__Description of the task__. Count the lines in the records below that contain the word "NULL", and give only that number.

__Given entries__.
PR #1095, opened 2026-08-15
Implement provider files API

### LINKED ISSUE #1091: Implement provider files API
See https://github.com/posit-dev/chatlas/pull/334 for the equivalent in Chatlas

thisisnic:
Fixes #1091.

Upload a file to the provider once and reference it by id, instead of re-sending its bytes on every turn:

```r
chat <- chat_anthropic()

report <- chat$file_upload("quarterly-report.pdf")
chat$chat(report, "Summarize the key findings.")
chat$chat("Now list the risks.")   # no re-upload

chat$file_list()
chat$file_get(report)
chat$file_delete(report)
```

Five experimental `Chat` methods (`$file_upload()`, `$file_list()`, `$file_get()`, `$file_download()`, `$file_delete()`) wrapping internal S7 generics that dispatch on provider. Supported for `chat_openai()`, `chat_anthropic()`, and `chat_google_gemini()`; other providers error. `ContentUploaded` is exported and gains `provider` and `extra`.

Also fixes bugs in the existing code: Anthropic's `container_upload` block had the wrong shape, unrecognized MIME types produced an invalid block, `claude_file_list()` only returned the first page, and timestamps were parsed with bare `as.POSIXct()`.

## Things to review

* **`claude_file_*()` and `google_upload()` are superseded, not deprecated.** They're now thin wrappers over the new generics and keep working without warnings, since they're the only way to manage files without first building a chat (cf. `models_*()`). Happy to deprecate or remove instead.
* **Anthropic's Files API went GA on 2026-08-19**, after this branch started. This PR targets the GA API (no beta header, `next_page` pagination, `expires_at` populated).


R/chat.R
```diff
@@ -263,6 +263,78 @@ Chat <- R6::R6Class(
...
+    #'   `ContentUploaded(uri = "gs://bucket/object", mime_type = ...)`.
+    #' * An OpenAI upload can also be referenced from a
+    #'   [chat_openai_compatible()] chat pointed at OpenAI's Chat Completions
+    #'   API, except for images, which that API can't reference by id.
+    #' @param path Path to a file to upload.
+    #' @param mime_type MIME type of the file. If not supplied, it's guessed
+    #'   from the file extension.
+    #' @return A [ContentUploaded] that can be passed to `$chat()` and
+    #'   friends in place of the file itself.
+    file_upload = function(path, mime_type = NULL) {
```
hadley: Should we have a `temporary` argument where it gets delete when the Chat object is finalized?

R/content-pdf.R
hadley, line 4: Probably need docs update; will be better to recommend explicitly uploading the file.

R/files.R
```diff
@@ -0,0 +1,85 @@
...
+  "provider",
+  function(provider, id, ...) {
+    S7_dispatch()
+  }
+)
+method(file_delete, Provider) <- function(provider, id, ...) {
+  no_file_support(provider)
+}
+
+no_file_support <- function(provider, call = caller_env()) {
```
hadley, line 58: Nice!

R/provider-google-upload.R
```diff
@@ -22,9 +19,14 @@
...
 #' @examples
 #' \dontrun{
+#' # Old:
 #' file <- google_upload("path/to/file.pdf")
+#' chat <- chat_google_gemini()
+#' chat$chat(file, "Give me a three paragraph summary of this PDF")
 #'
+#' # New:
 #' chat <- chat_google_gemini()
+#' file <- chat$file_upload("path/to/file.pdf")
```
thisisnic: Note to self: no need to have both, just show the new one

hadley (approved):
Worth be worth checking out if this overlaps at all with this sort of prompt:

```R
chat <- chat_claude()
chat$chat("Write me a brief story")
chat$chat("Turn that into a markdown artifact")
```

Or is the artefact just a tool provided only in the web chat Ui?

If it does overlap, it would be nice to provide an example somewhere.

Also I think it's fine to deprecate the existing functions since they clutter the API.

thisisnic:
> Worth be worth checking out if this overlaps at all with this sort of prompt:
> 
> ```r
> chat <- chat_claude()
> chat$chat("Write me a brief story")
> chat$chat("Turn that into a markdown artifact")
> ```
> 
> Or is the artefact just a tool provided only in the web chat Ui?
> 
> If it does overlap, it would be nice to provide an example somewhere.

Had a look into it and looks like it's only in the web chat UI unfortunately.

R/content-pdf.R
thisisnic: Done

R/chat.R
thisisnic: Had a look at ways of implementing this but it felt super messy in terms of things that could go wrong with finalizers (e.g. a session crashes etc) and cloned `Chat` objects, so I figure instead we could just use the `expires_in`/`expires_at` with a default value of 48 hours - hopefully this cover what you're after here, but if not let me know and I'll update it.

Issue #376, opened 2025-03-19
Bad Request on next chat if Claude model on Bedrock returns an empty response


jvroberts:
After a few queries using Claude 3.7 Sonnet model on AWS Bedrock, it occasionally responds to something with an empty response (usually as part of a tool call, but could be otherwise).  Can repro with the following contrived example: 

```
# connect to Claude 3.7 model via Bedrock
chat <- chat_bedrock(
  model = "us.anthropic.claude-3-7-sonnet-20250219-v1:0"
)

chat$chat("Respond with only three blank lines")
chat$chat("This will fail")
```
Error in `req_perform_connection()`:
! HTTP 400 Bad Request.
• The text field in the ContentBlock object at messages.1.content.0 is blank. Add text to the text field, and try again.

hadley:
Same problem with claude directly:

``` r
library(ellmer)

chat <- chat_claude()
#> Using model = "claude-3-7-sonnet-latest".
chat$chat("Respond with only three blank lines")
chat$chat("This will fail")
#> Error in `req_perform_connection()`:
#> ! HTTP 400 Bad Request.
#> • messages: text content blocks must contain non-whitespace text [invalid_request_error]
```

<sup>Created on 2025-03-24 with [reprex v2.1.1](https://reprex.tidyverse.org)</sup>

hadley:
I'm not 100% sure there's anything I can do here. I'm already respecting the documented API and it feels like a relatively rare special case.

hadley:
Actually @wch figured out a nice way to solve this; PR incoming shortly.

etbrand:
I'm seeing this issue with Claude on Databricks too:

``` r
chat <- ellmer::chat_databricks(model = "databricks-claude-3-7-sonnet")
chat$chat("Respond with only three blank lines")
chat$chat("This will fail")
Error in `req_perform_connection()`:
! HTTP 400 Bad Request.
ℹ {"message":"messages: text content blocks must contain non-whitespace text"}
Run `rlang::last_trace()` to see where the error occurred.
```

<sup>Created on 2025-11-19 with [reprex v2.1.1](https://reprex.tidyverse.org)</sup>

PR #1099, opened 2026-08-19
Handle empty responses in AWS and Claude

### LINKED ISSUE #1070: chat_aws_bedrock() fails after empty response from claude-sonnet-5
With `claude-sonnet-5` on Bedrock, asking the model to respond with only blank lines can produce an assistant turn with an empty thinking block and no text content. The empty thinking block is dropped by `as_json(ProviderAWSBedrock, ContentThinking)` (returns `NULL` when thinking is `""`), and `compact()` strips it, leaving `content = list()`. On the next turn, Bedrock rejects the empty content array with HTTP 400.

The fix from #376 / PR #393 handles whitespace-only `ContentText`, but this is a different case: the content array is completely empty because the only content block (empty thinking) was dropped.

## Reprex

```r
library(ellmer)
chat <- chat_aws_bedrock(model = "us.anthropic.claude-sonnet-5")
chat$chat("Respond with only two blank lines")
chat$chat("What's 1+1? Just give me the number")
#> Error in `req_perform()`: HTTP 400 Bad Request.
#> The content field in the Message object at messages.1 is empty.
#> Add a ContentBlock object to the content field and try again.
```

The same issue likely applies to `chat_anthropic()` since its `as_json(ProviderClaude, ContentThinking)` has the same `return()` for empty thinking.

Found while working on #1066 (bumping default models to `claude-sonnet-5`).

thisisnic:
Fixes #1070

`claude-sonnet-5` sometimes returns a completely empty response (no content blocks). This broke things in two ways:

- `chat_anthropic()` errored when constructing the turn from the empty response.
- `chat_aws_bedrock()` sent the empty turn back as part of the conversation history on the next request, and Bedrock rejects empty messages with HTTP 400.

I checked whether the existing #376 workaround (replacing whitespace-only text with `[empty string]`) could be removed but it can't: both APIs still reject whitespace-only text and this is a different case, where there's no text at all.

The fix that :robot: came up with is that when an assistant turn has no content, both providers now send a single `[empty string]` text block in its place. I had :robot: try dropping the turn entirely (which is what `chat_anthropic()` did before, from #711), but that leaves two user messages in a row and the model tends to treat them as one, so the earlier instruction carries over into the later question. With the placeholder, the model answers the follow-up question correctly most of the time. I verified the #711 tool-calling scenario still works on both providers.

### DIFF
--- a/R/provider-claude.R
+++ b/R/provider-claude.R
@@ -777,7 +777,10 @@ method(as_json, list(ProviderAnthropic, Turn)) <- function(
   } else if (is_user_turn(x) || is_assistant_turn(x)) {
     x <- turn_contents_expand(x)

__Result of the task__. 2